PR #120, opened 2019-11-06
Add ground and airborne synthetic surveys

santisoler:
Add functions to create synthetic ground and airborne surveys based on the
gravity dataset from South Africa and the total-field magnetic anomaly dataset
from Great Britain. The synthetic surveys are samples from the original
datasets that are rescaled to the desired region defined in geodetic
coordinates.

**Reminders**


santisoler:
@leouieda I'm thinking I can extend the functionalities of these two functions in order to return the synthetic surveys on either Cartesian or geodetic coordinate systems. It wouldn't be hard to implement because the original surveys are already given in geodetic. I'm thinking to add a `coordinate_system` argument to each function through which the user can change the desired coordinate system. What do you think?

harmonica/synthetic/surveys.py
```diff
@@ -0,0 +1,145 @@
...
+    Returns
+    -------
+    survey : :class:`pandas.DataFrame`
+        Dataframe containing the coordinates of the observation points and their
+        elevation Cartesian coordinates for the synthetic model. All coordinates and
+        altitude are in meters.
+    """
+    # Cut the data into the cut_region
+    inside_points = inside((survey.longitude, survey.latitude), cut_region)
+    survey = survey[inside_points].copy()
```
santisoler: By the way, I'm struggling with a pandas warning if I don't copy the `survey` DataFrame.
If I remove the `.copy` I get the following warning:

```traceback
/home/santi/.miniconda3/envs/harmonica/lib/python3.7/site-packages/numba/types/containers.py:3
  /home/santi/.miniconda3/envs/harmonica/lib/python3.7/site-packages/numba/types/containers.py:3: DeprecationWarning: Using or importing the ABCs from 'collections' instead of from 'collections.abc' is deprecated, and in 3.8 it will stop working
    from collections import Iterable

harmonica/tests/test_synthetic_surveys.py::test_ground_survey
harmonica/tests/test_synthetic_surveys.py::test_airborne_survey
harmonica/tests/test_synthetic_surveys.py::test_cut_region_ground_survey
harmonica/tests/test_synthetic_surveys.py::test_cut_region_airborne_survey
  /home/santi/git/harmonica/harmonica/synthetic/surveys.py:130: SettingWithCopyWarning: 
  A value is trying to be set on a copy of a slice from a DataFrame.
  Try using .loc[row_indexer,col_indexer] = value instead
  
  See the caveats in the documentation: http://pandas.pydata.org/pandas-docs/stable/user_guide/indexing.html#returning-a-view-versus-a-copy
    survey.longitude.values, survey.latitude.values

harmonica/tests/test_synthetic_surveys.py::test_ground_survey
harmonica/tests/test_synthetic_surveys.py::test_airborne_survey
harmonica/tests/test_synthetic_surveys.py::test_cut_region_ground_survey
harmonica/tests/test_synthetic_surveys.py::test_cut_region_airborne_survey
  /home/santi/git/harmonica/harmonica/synthetic/surveys.py:139: SettingWithCopyWarning: 
  A value is trying to be set on a copy of a slice from a DataFrame.
  Try using .loc[row_indexer,col_indexer] = value instead
  
  See the caveats in the documentation: http://pandas.pydata.org/pandas-docs/stable/user_guide/indexing.html#returning-a-view-versus-a-copy
    ) + w

harmonica/tests/test_synthetic_surveys.py::test_ground_survey
harmonica/tests/test_synthetic_surveys.py::test_airborne_survey
harmonica/tests/test_synthetic_surveys.py::test_cut_region_ground_survey
harmonica/tests/test_synthetic_surveys.py::test_cut_region_airborne_survey
  /home/santi/git/harmonica/harmonica/synthetic/surveys.py:142: SettingWithCopyWarning: 
  A value is trying to be set on a copy of a slice from a DataFrame.
  Try using .loc[row_indexer,col_indexer] = value instead
  
  See the caveats in the documentation: http://pandas.pydata.org/pandas-docs/stable/user_guide/indexing.html#returning-a-view-versus-a-copy
    ) + s
```

Do you have any idea about what's going on here?

harmonica/synthetic/surveys.py
```diff
@@ -0,0 +1,145 @@
...
+Create synthetic surveys for gravity and magnetic observations
+"""
+import pyproj
+from verde import get_region, inside
+from verde.coordinates import check_region
+
+from ..datasets import fetch_britain_magnetic, fetch_south_africa_gravity
+
+
+def airborne_survey(region, cut_region=(-5.0, -4.0, 56.0, 56.5)):
```
leouieda: We might want to set default values for the `region`. For example, keeping it the same as the cut region by default.

leouieda:
```suggestion
def airborne_survey(region, subsection=(-5.0, -4.0, 56.0, 56.5)):
```
Maybe? `cut_region` sounds a bit strange to me.

harmonica/synthetic/surveys.py
```diff
@@ -0,0 +1,145 @@
...
+    # passed region
+    survey = _adecuate_survey(survey, region, cut_region)
+    return survey
+
+
+def ground_survey(region, cut_region=(13.60, 20.30, -24.20, -17.5)):
+    """
+    Create a synthetic ground survey
+
+    The observation points are sampled from the South Africa gravity dataset.
```
leouieda:
```suggestion
    The observation points are sampled from the South Africa gravity dataset
    (see :func:`harmonica.datasets.fetch_south_africa_gravity`).
```

doc/api/index.rst
```diff
@@ -70,6 +70,14 @@ Input and Output
...
     load_icgem_gdf
 
+Synthetic models and surveys
+----------------------------
+.. autosummary::
+   :toctree: generated/
+
+    synthetic.airborne_survey
+    synthetic.ground_survey
+
```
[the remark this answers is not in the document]
leouieda: To be clear, I'm only talking about the submodule. The API section could be the same.

harmonica/synthetic/surveys.py
santisoler: You're right about keeping only the coordinates columns. In fact I ditch all other columns on the last line of `_adecuate_survey` (or `_cut_and_scale` as you propose).

doc/api/index.rst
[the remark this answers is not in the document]
santisoler: I created the new `synthetic` submodule with the intention to store both synthetic surveys and synthetic models.
Because these are not independent datasets I held myself of adding these two functions under `datasets`. 
What do you think?

harmonica/synthetic/surveys.py
```diff
@@ -0,0 +1,145 @@
...
+    datasets.fetch_britain_magnetic:
+        Fetch total-field magnetic anomaly data of Great Britain.
+    """
+    # Sanity checks for region and cut_region
+    check_region(region[:4])
+    check_region(cut_region)
+    # Fetch airborne magnetic survey from Great Britain
+    survey = fetch_britain_magnetic()
+    # Rename the "altitude_m" column to "elevation"
+    survey["elevation"] = survey["altitude_m"]
```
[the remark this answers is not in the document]
santisoler: I thought I've already changed to `survey.filter(...)`. :man_facepalming:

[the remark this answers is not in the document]
santisoler: I thought I've already changed it to `survey.rename(...)` :man_facepalming:

harmonica/synthetic/surveys.py
```diff
@@ -0,0 +1,145 @@
...
+    # Fetch ground gravity survey from South Africa
+    survey = fetch_south_africa_gravity()
+    # Cut the region into the cut_region, project it with a mercator projection to
+    # convert the coordinates into Cartesian and move this Cartesian region into the
+    # passed region
+    survey = _adecuate_survey(survey, region, cut_region)
+    return survey
+
+
+def _adecuate_survey(survey, region, cut_region):
```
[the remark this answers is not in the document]
santisoler: Way better!

harmonica/synthetic/surveys.py
```diff
@@ -0,0 +1,145 @@
...
+    The observation points are sampled from the Great Britain total-field magnetic
+    anomaly dataset. Only a portion of the original survey is sampled and its region is
+    rescaled to the passed ``region``.
+
+    Parameters
+    ----------
+    region : tuple or list
+        Boundaries of the synthetic region where the observation points will be located
+        in the following order: (``east``, ``west``, ``south``, ``north``, ...). All
+        subsequent boundaries will be ignored. All boundaries should be in Cartesian
```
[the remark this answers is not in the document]
santisoler: I agree. The projection to Cartesian coordinates has been inherited from my current EQL research. But keeping in mind that these synthetic datasets may serve as examples for new users, we should respect the entire workflow. And precisely, we expect data to be referenced in geodetic coordinates and not on projected ones.

harmonica/synthetic/surveys.py
santisoler: I hate when I name variables while I'm drafting the new functions and after a few commits I cannot thing a better name for them because I've already got used to the ugly one. `subsection` is way better.

santisoler: What about `subregion`? Or `dataset_subregion`?

harmonica/synthetic/surveys.py
santisoler: I moved the ditching of all the extra columns to each public function, before calling the `_cut_and_scale` function.

santisoler:
@leouieda I think I've solved all the issues.
Instead of setting the region equal to the subsection if it's None, I decided it would be better to don't scale the survey. What do you think about this?

Left some answers on the inline comments.

harmonica/synthetic/surveys.py
leouieda: `dataset_region` to be more explicit? 

> There are 2 hard problems in computer science: cache invalidation, naming things, and off-by-1 errors. -- [Leon Bambrick](https://twitter.com/secretGeek/status/7269997868)

harmonica/synthetic/surveys.py
```diff
@@ -0,0 +1,157 @@
...
+from ..datasets import fetch_britain_magnetic, fetch_south_africa_gravity
+
+
+def airborne_survey(region=None, subsection=(-5.0, -4.0, 56.0, 56.5)):
+    """
+    Create a synthetic ground survey
+
+    The observation points are sampled from the Great Britain total-field magnetic
+    anomaly dataset (see :func:`harmonica.datasets.fetch_britain_magnetic`).
+    Only a portion of the original survey is sampled and its region may be
```
leouieda:
```suggestion
    A portion of the original survey is cut (*data_region*) and the coordinates may be
```

harmonica/synthetic/surveys.py
```diff
@@ -0,0 +1,157 @@
...
+    scaled to the passed ``region``.
```
leouieda:
```suggestion
    scaled to the given *region*.
```

harmonica/synthetic/surveys.py
```diff
@@ -0,0 +1,157 @@
...
+
+    Parameters
+    ----------
+    region : tuple or list (optional)
+        Region at which the survey points coordinates will be scaled.
```
leouieda:
```suggestion
        Survey horizontal coordinates will be scaled to span this area.
```

harmonica/synthetic/surveys.py
```diff
@@ -0,0 +1,157 @@
...
+        The boundaries must be passed in the following order:
+        (``east``, ``west``, ``south``, ``north``, ...), defined on a geodetic
+        coordinate system and in degrees.
+        All subsequent boundaries will be ignored.
```
leouieda:
```suggestion
        Only the 4 horizontal boundaries are used. Subsequent boundaries will be ignored.
```

harmonica/synthetic/surveys.py
```diff
@@ -0,0 +1,157 @@
...
+        If ``None``, the survey points won't be scaled. Default ``None``.
+    subsection : tuple or list (optional)
+        Region where the original Great Britain magnetic dataset will be sampled.
```
leouieda:
```suggestion
        Subsection of the original Great Britain magnetic dataset that will be sampled.
```

harmonica/synthetic/surveys.py
```diff
@@ -0,0 +1,157 @@
...
+        The boundaries must be passed in the following order:
+        (``east``, ``west``, ``south``, ``north``, ...), defined on a geodetic
+        coordinate system and in degrees. All subsequent boundaries will be ignored.
+
+    Returns
+    -------
+    survey : :class:`pandas.DataFrame`
+        Dataframe containing the coordinates of the observation points on a geodetic
+        coordinate system. Longitudes and latitudes are in degrees, and heights in
+        meters.
```
leouieda: Maybe specify the column names?

harmonica/synthetic/surveys.py
```diff
@@ -0,0 +1,157 @@
...
+        ["longitude", "latitude", "height"]
+    )
+    # Cut the survey into the subsection and scale it to the passed region
+    survey = _cut_and_scale(survey, region, subsection)
+    return survey
+
+
+def _cut_and_scale(survey, region, subsection):
+    """
+    Cut the original survey to the subsection and scale it to the passed region
```
leouieda:
```suggestion
    Cut a subsection from the original survey and scale it to the given region.
```

harmonica/synthetic/surveys.py
```diff
@@ -0,0 +1,157 @@
...
+
+    Parameters
+    ----------
+    survey : :class:`pandas.DataFrame`
+        Original survey as a :class:`pandas.DataFrame` containing the following columns:
+        ``longitude``, ``latitude`` and ``height``.
+    region : tuple or list (optional)
+        Region at which the survey points coordinates will be scaled.
```
leouieda:
```suggestion
        Region to which the survey points coordinates will be scaled.
```

harmonica/synthetic/surveys.py
leouieda: :+1:

harmonica/synthetic/surveys.py
santisoler: Yes, it sounds a little better than subsection.

doc/api/index.rst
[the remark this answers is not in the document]
santisoler: I would prefer keeping `datasets` only for real world *data*, such as the ones stored on Rockhound.
And store anything related on synthetic modelling on the new `synthetic` submodule.
We will see how this works in the future, and until `1.0.0` we can change it if we don't like it.

harmonica/synthetic/surveys.py
santisoler: :+1:

doc/api/index.rst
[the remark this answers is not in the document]
leouieda: I bow to your wisdom :bowing_man:

harmonica/synthetic/surveys.py
```diff
@@ -0,0 +1,159 @@
...
+
+
+def airborne_survey(region=None, data_region=(-5.0, -4.0, 56.0, 56.5)):
+    """
+    Create measurement locations for a synthetic airborne survey.
+
+    The observation points are sampled from the Great Britain total-field magnetic
+    anomaly dataset (see :func:`harmonica.datasets.fetch_britain_magnetic`).
+    A portion of the original survey is cut (*data_region*) and the coordinates may be
+    scaled to the given *region*.
```
leouieda: One thing to remember now is to crop these lines at 79 characters.

harmonica/synthetic/surveys.py
```diff
@@ -0,0 +1,159 @@
...
+    passed ``region``.
+
+    Parameters
+    ----------
+    region : tuple or list (optional)
+        Region at which the survey points coordinates will be scaled.
+        The boundaries must be passed in the following order:
+        (``east``, ``west``, ``south``, ``north``, ...), defined on a geodetic
+        coordinate system and in degrees.
+        All subsequent boundaries will be ignored.
```
leouieda: Same change as the above docstring.

harmonica/synthetic/surveys.py
santisoler: You're right. I added it to my TODO list, but forgot to do so.

santisoler: By the way, is there a quick way to do this in vim? If it is, we should include it on the Contributing Guidelines. It's not an automatic way to do so, but at least it's better than nothing.
For example, I managed to do it by entering into VISUAL mode, select the lines I wanted to shrink and used `gq`. Nevertheless, I needed to select each block of the docstring separately instead of selecting the entire docstring and doing it only once.

leouieda: Good question. I did it the same way you did. You could write a macro but it might be more work than doing it manually.

harmonica/synthetic/surveys.py
```diff
@@ -0,0 +1,161 @@
...
+        ["longitude", "latitude", "height"]
+    )
+    # Cut the survey into the data_region and scale it to the passed region
+    survey = _cut_and_scale(survey, region, data_region)
+    return survey
+
+
+def ground_survey(region=None, data_region=(13.60, 20.30, -24.20, -17.5)):
+    """
+    Create a synthetic ground survey
```
leouieda:
```suggestion
    Create measurement locations for a synthetic ground survey
```

harmonica/synthetic/surveys.py
santisoler: I think we will have to do it manually then. Another option is to propose this kind of automation on Black.

leouieda: The problem then would be to have black use different widths for docstrings and code. Which I doubt they would allow :(

leouieda:
This looks good to me :+1: Feel free to merge away when ready :rocket:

Task item: Scanning the data above, copy out every line where "locations" is found.

Output below:
+    Create measurement locations for a synthetic airborne survey.
    Create measurement locations for a synthetic ground survey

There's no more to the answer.